Interactive Investor

Thomas Cook tumbles after sickness bug strikes

14th April 2014 14:41

Ceri Jones from interactive investor

Thomas Cook shares took a further battering on Monday after newspaper front pages revealed 18 British tourists were on IV drips last night after falling ill at one of its hotels in Cuba, which suffered a similar outbreak last year.

Shares in the company fell 5.23% by 3pm to 163p.

Holidaymakers reported under-cooked meals, birds in the restaurants and birds droppings in food, and filthy pools and toilets at Cuba's Hotel Playa Pesquero in Holguin.

Just last month Thomas Cook agreed compensation of £150,000 to 20 holiday-makers who suffered food poisoning at the same hotel last year.

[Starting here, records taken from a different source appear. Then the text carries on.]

PR #533, opened 2022-10-13
refactor: json schema type generation and handling

erunion:
## 🧰 Changes

This completely refactors how we generate TypeScript types from JSON Schema by moving from [json-schema-to-typescript](https://npm.im/json-schema-to-typescript) to [json-schema-to-ts](https://npm.im/json-schema-to-ts). This allows us to do a number of cool new things:

* [x] Make the code that powers TS codegen a lot cleaner and easier to maintain. 
  * There's still a burden of entry into understanding everything that's going on, but there's less moving parts so it should be easier to pick up. 
* [x] Incredible speed improvements to SDK generation.[^1]
* [x] Removing a lot of nested Promise work that had the tendency to lock up the terminal when generating an SDK.
* [x] Move our generated types into new `schemas.ts` and `types.d.ts` files, cleaning up the main SDK file, and allowing these SDK types to be imported in folks' SDK implementations.
  * Without going into too much detail we couldn't do this before because `json-schema-to-typescript` generates a string of type exports and [ts-morph](https://npm.im/ts-morph) would generate bad code the way we had to insert them into the generated SDK. Now that we control how types are generated, we can safely use `ts-morph` to insert and export them.
* [x] General improvements to our codegen'd output to not generate unncessary `.d.ts` files for a TypeScript codegen'd SDK.
  * `.d.ts` files will only be generated if you're generating a JavaScript SDK.

## 🐳 Notes

I should note that by moving over to `json-schema-to-ts` we are losing the ability to have JSON Schema `description` content bubbled up into our types. This doesn't appear to be something that `json-schema-to-ts` supports, though I've filed an issue there asking on the best way to handle it (https://github.com/ThomasAribart/json-schema-to-ts/issues/92).

Though we are losing a vital piece of DX here I am comfortable with moving along without it as I think we can come up with a solution later to bring them back.

## 🌱 Demos

Here's what this new type generation looks like in action, and hey look they're all identical.

#### Typescript SDK
Screen Shot 2022-10-14 at 5 25 51 PM

#### JS SDK with a CJS export
Screen Shot 2022-10-14 at 5 25 56 PM

#### JS SDK with an ESM export
Screen Shot 2022-10-14 at 5 26 01 PM

[^1]: Petstore: 12,171ms → 2,816ms, ReadMe: 46,015ms → 4,523ms


packages/api/.eslintrc
```diff
@@ -11,12 +11,16 @@
...
+    // We use `@fixme` in some spots and it's fine.
+    "jsdoc/check-tag-names": "off",
+
     // Though we aren't requiring JSDoc blocks to be present, if they are they should be properly
     // formatted.
     "jsdoc/require-jsdoc": "off",
     "jsdoc/tag-lines": "off",
 
     // TypeScript types are better suited for these cases instead.
+    "jsdoc/require-param": "off",
```
erunion, line 23: Turning this off because we have some internal TS functions that have a docblock but because it's TS I don't really need to type out an unecessary `@param` JSDoc for them.

packages/api/package.json
```diff
@@ -51,13 +51,17 @@
...
+    "lodash.deburr": "^4.1.0",
     "lodash.merge": "^4.6.2",
+    "lodash.setwith": "^4.3.2",
+    "lodash.startcase": "^4.4.0",
     "make-dir": "^3.1.0",
-    "oas": "^19.0.0",
-    "object-hash": "^3.0.0",
+    "oas": "^19.0.1",
     "ora": "^5.4.1",
+    "prettier": "^2.7.1",
```
erunion, line 64: `json-schema-to-typescript` had Prettier as a dependency for formatting but since we aren't using that library anymore we need to now load in Prettier ourselves here so we can format the code we're generating. `ts-morph` by default doesn't generate code that looks great.

packages/api/src/cli/codegen/languages/typescript.ts
```diff
@@ -137,17 +121,7 @@ export default class TSGenerator extends CodeGeneratorLanguage {
...
-
-  static formatter(content: string) {
-    return prettier(content, {
-      format: true,
-      style: {
-        printWidth: 120,
-        singleQuote: true,
-      },
-    } as JSONSchemaToTypescriptOptions);
+    this.schemas = {};
```
erunion, line 124: So I can do `JSON.stringify(schemas)` in `schemas.ts` and dump out all those schemas this is no longer a map because this is now being treated as a general object in order for me to set data into it with `lodash.setWIth()`.

packages/api/src/cli/codegen/languages/typescript.ts
```diff
@@ -189,80 +163,114 @@ export default class TSGenerator extends CodeGeneratorLanguage {
...
+          isTypeOnly: true,
+          namedExports: types,
+          moduleSpecifier: './types',
+        },
+      ]);
+    } else {
+      // If we don't have any schemas then we shouldn't import a `types` file that doesn't exist.
+      sdkSource
+        .getImportDeclarations()
+        .find(id => id.getText() === "import type * as types from './types';")
```
erunion, line 192: Because we create the source file first, which does operation and response processing which in turn creates our schemas, we're inserting this import into the source file without having knowledge if we've actually got schemas for the spec we're using. This here is just cleaning that up so we aren't trying to import a file that we never actually made.

packages/api/src/cli/codegen/languages/typescript.ts
```diff
@@ -189,80 +163,114 @@ export default class TSGenerator extends CodeGeneratorLanguage {
...
+             * There's an annoying quirk with `ts-morph` where if we're exporting a default export
+             * to a CJS environment, it'll export it as `exports.default`. Because we don't want
+             * folks in these environments to have to load their SDKs with
+             * `require('@api/sdk').default` we're overriding that here to change it to being the
+             * module exports.
+             *
+             * `ts-morph` unfortunately doesn't give us any options for programatically doing this
+             * so we need to resort to modifying the emitted JS code.
+             */
+            code = code.replace('exports.default = createSDK;', 'module.exports = createSDK;');
```
erunion, line 220: This is annoying but there's no way to do it otherwise with `ts-morph`.

packages/api/src/cli/codegen/languages/typescript.ts
```diff
@@ -189,80 +163,114 @@ export default class TSGenerator extends CodeGeneratorLanguage {
...
-       * Thankfully, fortunately, and curiously, these are all only problems in non-CJS compiled
-       * targets. ¯\_(ツ)_/¯
-       */
-      sdkSource.addStatements('export default createSDK');
-    }
-
-    this.sdk.addProperties([
-      { name: 'spec', type: 'Oas' },
-      { name: 'core', type: 'APICore' },
-      { name: 'authKeys', type: '(number | string)[][]', initializer: '[]' },
```
erunion, line 263: Removed this because it wasn't being used anymore. I refactored all of the auth key stuff upstream into `api/core` but forgot to remove this then.

packages/api/src/cli/codegen/languages/typescript.ts
```diff
@@ -272,21 +280,6 @@ export default class TSGenerator extends CodeGeneratorLanguage {
     });
 
     // Add our core API methods for controlling auth, servers, and various configurable abilities.
-    sdkSource.addInterface({
```
erunion, line 275: This interface exists in `api/core` so I can just load it for the SDK from that instead of having to duplicate it.

packages/api/src/cli/codegen/languages/typescript.ts
```diff
@@ -383,85 +376,104 @@ sdk.server('https://eu.api.example.com/v14');`)
...
-       * However, that said, if somebody needs an interface or type exported they can export it
-       * themselves in the SDK code that we compile for them.
-       *
-       * @fixme
-       */
-      sdkSource.addStatements(
-        // All expressions coming out of `json-schema-to-typescript` are exported so by popping this
-        // off we'll just be inserting plain interfaces and types into the SDK source.
-        exp.substring('export '.length)
-      );
```
erunion, line 425: 195696780-22aa19d0-0d2a-40ef-b7e4-d6eab99e11f2

packages/api/.eslintrc
erunion, line 23: Turning this off because we have some internal TS functions that have a docblock but because it's TS I don't really need to type out an unecessary `@param` JSDoc for them.

packages/api/src/cli/codegen/languages/typescript.ts
```diff
@@ -383,85 +376,103 @@ sdk.server('https://eu.api.example.com/v14');`)
...
+               * constant we're adding into the codegen'd schema file. As there's no way, not even
+               * using `eval()` in this case, to convert a string to a constant we're prefixing
+               * them with this so we can later remove it and rewrite the value to a literal.
+               * eg. `'Pet'` becomes `Pet`.
+               *
+               * And because our TypeScript type name generator properly ignores `:`, this is safe
+               * to prepend to all generated type names.
+               */
+              let str = JSON.stringify(schema);
+              str = str.replace(/"::convert::([a-zA-Z_$\\d]*)"/g, '$1');
```
erunion, line 430: I don't like this but it works. We do similar things in HTTPSnippet for turning some strings into literals for snippets. https://github.com/readmeio/httpsnippet/blob/main/src/targets/node/fetch/client.ts#L149-L151

packages/api/src/cli/codegen/languages/typescript.ts
```diff
@@ -562,9 +569,7 @@ sdk.server('https://eu.api.example.com/v14');`)
 
         parameters.body = {
           name: 'body',
-          type: paramTypes.body
-            ? this.schemas.get(paramTypes.body).tsType
-            : this.schemas.get(paramTypes.formData).tsType,
+          type: paramTypes.body ? paramTypes.body : paramTypes.formData,
```
erunion, line 572: `paramTypes` contains an object containing the TypeScript types we've created for `body` or `formData` params. For example in our own codegen'd SDK:

```ts
/**
 * Returns the doc with this slug
 *
 * @summary Get doc
 */
getDoc(
  metadata: types.GetDocMetadataParam
): Promise<types.GetDocResponse401 | types.GetDocResponse403 | types.ErrorDocNotfound> {
  return this.core.fetch('/docs/{slug}', 'get', metadata);
}
```

` types.GetDocMetadataParam` would be what's stored in `paramTypes.metadata`.

packages/api/src/cli/codegen/languages/typescript.ts
```diff
@@ -782,18 +745,6 @@ sdk.server('https://eu.api.example.com/v14');`)
       });
     });
 
-    // Run through and convert every schema we need to use into TS types.
-    await Promise.all(
```
erunion, line 786: This promise was the source of a lot of the operation blocking work that would often lock up your terminal when generating an SDK.

packages/api/src/cli/codegen/languages/typescript.ts
```diff
@@ -804,14 +755,23 @@ sdk.server('https://eu.api.example.com/v14');`)
...
    *
-   * @param operation
-   * @param operationId
    */
   prepareParameterTypesForOperation(operation: Operation, operationId: string) {
     const schemas = operation.getParametersAsJSONSchema({
       mergeIntoBodyAndMetadata: true,
       retainDeprecatedProperties: true,
-      transformer: schemaTransformer,
+      transformer: (s: SchemaObject) => {
```
erunion, line 763: I don't like that I have this same function in `prepareResponseTypesForOperation` but because it's calling `this.addSchemToExport` I had trouble moving this function into a top-level `TSGenerator` function (i.e. changing this to `transformer: this.transformJSONSchema`) and not having it fail on calling `this.addSchemaToExport` with saying `this` was undefined.

I'm fine with the minor code duplication.

packages/api/src/cli/codegen/languages/typescript/util.ts
```diff
@@ -0,0 +1,74 @@
...
+/**
+ * Convert a string that might contain spaces or special characters to one that can safely be used
+ * as a TypeScript interface or enum name.
+ *
+ * This function has been adapted and slighty modified from `json-schema-to-typescript`.
+ *
+ * @license MIT
+ * @see {@link https://github.com/bcherny/json-schema-to-typescript}
+ */
+export function toSafeString(str: string) {
```
erunion, line 30: This is a safety net that I pulled over from `json-schema-to-typescript` to ensure that the types we're creating can be used in TS.

packages/api/src/cli/codegen/languages/typescript/util.ts
```diff
@@ -0,0 +1,74 @@
...
+  // identifiers in javaScript/ts:
+  // First character: a-zA-Z | _ | $
+  // Rest: a-zA-Z | _ | $ | 0-9
+
+  // remove accents, umlauts, ... by their basic latin letters
+  return (
+    deburr(str)
+      // if the string starts with a number, prefix it with character that typescript can accept
+      // https://github.com/bcherny/json-schema-to-typescript/issues/489
+      .replace(/^(\d){1}/, '$$1')
```
erunion, line 40: I added these lines to this function in order to fix I did in https://github.com/readmeio/api/pull/530 that resolved type names that started with a number from crashing codegen. If it starts with a number it'll get prefixed with a `$`, which is TS-safe.

packages/api/test/__fixtures__/sdk/operationid-quirks/index.d.ts
```diff
@@ -1,86 +0,0 @@
-import Oas from 'oas';
```
erunion, line 1: Because this `operationid-quirks` SDK fixture is TS-first, `index.d.ts` doesn't exist anymore because we don't generate `.d.ts` files for TS output (because TS can use the types in the `.ts` files instead).

packages/api/test/__fixtures__/sdk/petstore/index.ts
```diff
@@ -163,36 +180,48 @@ class SDK {
    *
    * @summary Finds Pets by status
    */
-  get(path: '/pet/findByStatus', metadata: FindPetsByStatusMetadataParam): Promise<FindPetsByStatus_Response_200>;
```
erunion, line 166: You'll notice that I've renamed these response types from `FinePetsByStatus_Response_200` to `FindPetsByStatusResponse200` as types should generally be pascal case.

packages/api/test/__fixtures__/sdk/readme/index.ts
```diff
@@ -78,113 +79,140 @@ class SDK {
    */
   get(
     path: '/api-registry/{uuid}',
-    metadata: GetAPIRegistryMetadataParam
-  ): Promise<GetAPIRegistry_Response_200 | Error_REGISTRY_NOTFOUND>;
```
erunion, line 82: `Error_REGISTRY_NOTFOUND` → `ErrorRegistryNotfound` is another example of us forcing type names to be pascal case.

packages/api/test/__fixtures__/sdk/readme/types.ts
```diff
@@ -0,0 +1,173 @@
+import type { FromSchema } from 'json-schema-to-ts';
```
erunion, line 1: You might (not) notice it but there are types being exported here that aren't actually used in the codegen'd SDK and that's because the way we generate JSON Schema in `oas` is to process all `components`. Because we're supplying the custom `transformer` to JSON Schema generation there in order to rewrite their names to `::convert::SCHEMA_NAME` so we can later turn it into a literal, this transformer work is running on all components regardless if they're being used or not.

I'm okay with this! Even if the type isn't used in the codegen'd SDK making it available to folks seems doesn't seem like a problem.

packages/api/test/__fixtures__/sdk/simple-js-esm/schemas.d.ts
```diff
@@ -0,0 +1,292 @@
+declare const ApiResponse: {
+  readonly type: 'object';
```
erunion, line 2: I hate this `readonly` stuff but this is what TS does when you generate a declaration file for an exported constant.

packages/api/test/cli/codegen/languages/typescript/utils.test.ts
```diff
@@ -0,0 +1,40 @@
...
+      expect(generateTypeName('a')).to.equal('A');
+      expect(generateTypeName('abc')).to.equal('Abc');
+      expect(generateTypeName('ABcd')).to.equal('ABcd');
+      expect(generateTypeName('$Abc_123')).to.equal('Abc123');
+      expect(generateTypeName('123_$Abc')).to.equal('$123Abc');
+      expect(generateTypeName('Abc-de-f')).to.equal('AbcDeF');
+    });
+
+    it('should generate a safe name from the string to constant work we have in codegen for $ref pointers', function () {
+      expect(generateTypeName('::convert::Pet')).to.equal('ConvertPet');
```
erunion, line 37: Just in case someone, somehow, has `::convert::Some String` as a component/schema name, we won't get tripped up on it when we later add `::convert::` to it for our type output.

packages/api/src/cli/codegen/languages/typescript.ts
erunion: > Fixing this is, to be frank, a fucking HARD problem for a couple reasons:

lol. bet.

packages/api/src/cli/codegen/languages/typescript/util.ts
kanadgupta: So wait this is an issue with `json-schema-to-ts` as well?

packages/api/src/cli/codegen/languages/typescript.ts
kanadgupta: this was bugging me a lot, so glad you were able to fix this 🥳

kanadgupta (approved):
I'm still not completely able to follow everything that's going on tbh, but it's far cleaner and easier to follow now. And looking through the test fixtures helped a ton. Very excited to get this out. LGTM 🚀

packages/api/src/cli/codegen/languages/typescript/util.ts
erunion: `json-schema-to-ts` doesn't create type names like `json-schema-to-typescript` did, it just gives you the ability to generate type shapes from JSON Schema. We still need to create the names ourselves.

packages/api/src/cli/codegen/languages/typescript/util.ts
```diff
@@ -0,0 +1,74 @@
...
+ * @license MIT
+ * @see {@link https://github.com/bcherny/json-schema-to-typescript}
+ */
+export function toSafeString(str: string) {
+  // identifiers in javaScript/ts:
+  // First character: a-zA-Z | _ | $
+  // Rest: a-zA-Z | _ | $ | 0-9
+
+  // remove accents, umlauts, ... by their basic latin letters
+  return (
```
gratcliff, line 36: 😓

gratcliff (approved):
Code looks good - I'm really not super familiar with this so there's not much I can touch on from a high level.

I appreciate the level of consolidation, pruning, and tests here.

Reports said 80% of residents at the 944-room hotel have been taken ill, with one person hospitalised according to the Foreign Office, but the hotel is taking bookings.

The holiday company is also under the cosh from potential strike action over job losses, which could hit flights in the summer. The level of stewards and stewardesses on its planes is going to be reduced by one person for each plane, taking manning to the minimum allowed under EU rules. The job losses will come from adjusting seasonal recruitment and natural attrition.

The cabin staff union, Unite, is balloting its members in a consultative ballot for strike action. It says that 74% regularly missed their breaks on flights last summer, and that despite reduced staffing levels, cabin crew will still be expected to deliver the same trolley sales targets as last year.

Thomas Cook revealed in March that it had sold around half of this year's summer holidays with bookings up 3%, with average holiday prices down 2% as shorter breaks have proved more popular.

The travel agent, under chief executive Harriet Green, is just past the half-way stage in a three-year turnaround programme aimed at reducing debt, having been saved by a £1.4 billion refinancing package from its banks in 2012.

Since taking over in 2012, Green has cut 2,500 jobs, hundreds of high-street shops and the scale of its airline. Further cuts are expected to come in its IT, HR and procurement departments.

First-quarter losses for the period to 31 December fell by £10 million to £56 million despite the impact of the Egyptian political situation on bookings, but it was solely the result of cost cutting as revenues were £15 million lower at £1.66 million.

Chartists have been noticing the stock's deterioration recently, saying its 21-day Price Crosses Moving Average is indicative of an established bear trend.